Below are the records; copy each line in which "oddNumbersBitArray" can be found.

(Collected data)
============
PR #471, opened 2021-07-21
100%+ Performance improvement for PrimeCSharp/solution_2

ItalyToast:
## Description
100%+ performance improvement to daves original implementation for C#. (When run under .net core 3.1)

I dont think it needs its own solution so I made the following performance improvements to daves code:

Manual inlining of GetBit and SetBit in the tight loop.
Renaming bitArray to oddNumbersBitArray for clarity.
Marking oddNumbersBitArray readonly to enable the compiler to cache the pointer.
============
*Response to the exercise*.
Renaming bitArray to oddNumbersBitArray for clarity.
Marking oddNumbersBitArray readonly to enable the compiler to cache the pointer.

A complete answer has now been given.